Aussi, j'apprécie le degré de vraisemblance du récit. Je m'explique: je reproche souvent aux auteurs/autrices américain.e.s de faire dans le sensationnel outrancier, rajoutant couches sur couches des drames inutiles et grandiloquents, du "sérieux" à la limite du ridicule et des improbabilités de scénarios à la Chuck Norris lassantes. Mais ici, les personnages sont parfois maladroits, ils font des erreurs stupides et ils ne sont pas parfaits. Certaines situations cocasses ne sont même pas le fruit des personnages, mais d'éléments extérieurs hors de contrôle. C'est ça la "vraisemblance". Une certaine forme de réalisme, pas dans le sens de "réel", mais dans le sens de "crédible". Ici, on reste à un niveau local, quelque part en France, avec une situation pénible, mais pas de taille à refaire le monde grâce à un micro-groupe de personnes, façon Divergente ( un exemple typique d'Invraisemblance totale).

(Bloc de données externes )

PR #9768, opened 2023-08-24
[Executor-benchmark] Fix a bug in measuring 'vm_start_time' when '--generate-then-execute' flag is used

manudhundi:
[Executor-benchmark] Fix a bug in measuring 'vm_start_time' when '--generate-then-execute' flag is used

### DIFF
--- a/execution/executor-benchmark/src/lib.rs
+++ b/execution/executor-benchmark/src/lib.rs
@@ -241,7 +241,7 @@ pub fn run_benchmark<V>(
         .collect::<HashMap<_, _>>();
     let start_commit_total = APTOS_EXECUTOR_COMMIT_BLOCKS_SECONDS.get_sample_sum();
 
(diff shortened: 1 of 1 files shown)


sitalkedia (approved):

execution/executor-benchmark/src/lib.rs
```diff
@@ -259,6 +259,7 @@ pub fn run_benchmark<V>(
         );
     }
     if pipeline_config.delay_execution_start {
+        start_vm_time = APTOS_EXECUTOR_VM_EXECUTE_BLOCK_SECONDS.get_sample_sum();
```
zjma, line 262: but it looks like `APTOS_EXECUTOR_VM_EXECUTE_BLOCK_SECONDS` the counter is not supposed to change between L244 and L262?

msmouse (approved):

PR #9747, opened 2023-08-24
[TS SDK] Add support for fungible asset queries

0xmaayan:
### Description
Adds fungible asset queries support
- getAccountCoinsData
- getAccountCoinsDataCount
### Test Plan
tests are passing

PR #9773, opened 2023-08-25
[TS SDK] Add support to filter on coin data query

0xmaayan:
### Description
This PR adds support for the user to filter on the coin data query as some products might want to exclude secondary stores data until better ecosystem support.
https://github.com/aptos-labs/aptos-core/pull/9747#discussion_r1304956904

### DIFF
--- a/ecosystem/typescript/sdk/src/providers/indexer.ts
+++ b/ecosystem/typescript/sdk/src/providers/indexer.ts
@@ -52,6 +52,7 @@ import {
   Account_Transactions_Order_By,
   Current_Collections_V2_Order_By,
   Current_Collection_Ownership_V2_View_Order_By,
+  Current_Fungible_Asset_Balances_Bool_Exp,
   Current_Fungible_Asset_Balances_Order_By,
   Current_Token_Datas_V2_Order_By,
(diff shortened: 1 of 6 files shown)


ecosystem/typescript/sdk/src/providers/indexer.ts
```diff
@@ -830,19 +831,17 @@ export class IndexerClient {
     extraArgs?: {
       options?: IndexerPaginationArgs;
       orderBy?: IndexerSortBy<Current_Fungible_Asset_Balances_Order_By>[];
+      filter?: [Current_Fungible_Asset_Balances_Bool_Exp];
```
movekevin, line 834: I think we need to default to filtering out secondary stores. Otherwise the fungible_asset_client also needs to be rewritten to allow transferring/checking balances from secondary stores. Currently no operations regarding secondary stores are supported. This means developers can run into a very weird experience here:
1. They call check getAccountCoinsData, which returns secondary stores
2. They sum up the balances and display to the users which now show balances > what they have in primary stores
3. They try to send > what they have in primary store => Errors
4. Everyone is now confused. Users are confused that they have less money than what wallets show them. Developers are confused why things error out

En conclusion, je dirais que derrière les répliques comiques, l'humour noir, les éléments parfois absurdes et la présence des éléments de l'univers Merveilleux réappropriés, on a un degré de profondeur bien réel et une dimension très humaine. Un peu à la manière de Félicratie, de H.Lenoir. On oublie que les romans qui ont la fibre humoristique peuvent être très pertinents et humains. Je suis agréablement surprise par le traitement des personnages féminins, très moderne et féministe, par l'audace du style et par l'efficacité du rythme. Une chose est sure, on sort des sentiers battus et j'ai ici un roman de plus qui illustre qu'on a tort de bouder les personnages féminins. Des personnages comme Sarah, Maylis et Léa, on en mérite davantage et des genres malmenés comme le Merveilleux, ça s'apprécie.
Un "Olibrius" comme je les aime.


Pour un lectorat du second cycle secondaire, 15 ans +, qui peut aussi plaire aux jeunes adultes.


Pour les profs et les bibliothécaires: Il y a présence de jurons et termes grossiers, rien de très sévère, cependant. La dernière partie du roman contient de scènes d'un bon niveau de violence, et il y a des meurtres. Aucune présence de violence sexuelle.


* Qu'est-ce que cette mention? Une petite nouveauté personnelle de libraire qui aime mettre de l'avant les romans atypiques, originaux et inclassables ( ou presque). Ça n'a donc rien de très "glorieux", mais ça vous donne une idée du genre de livre présent ici.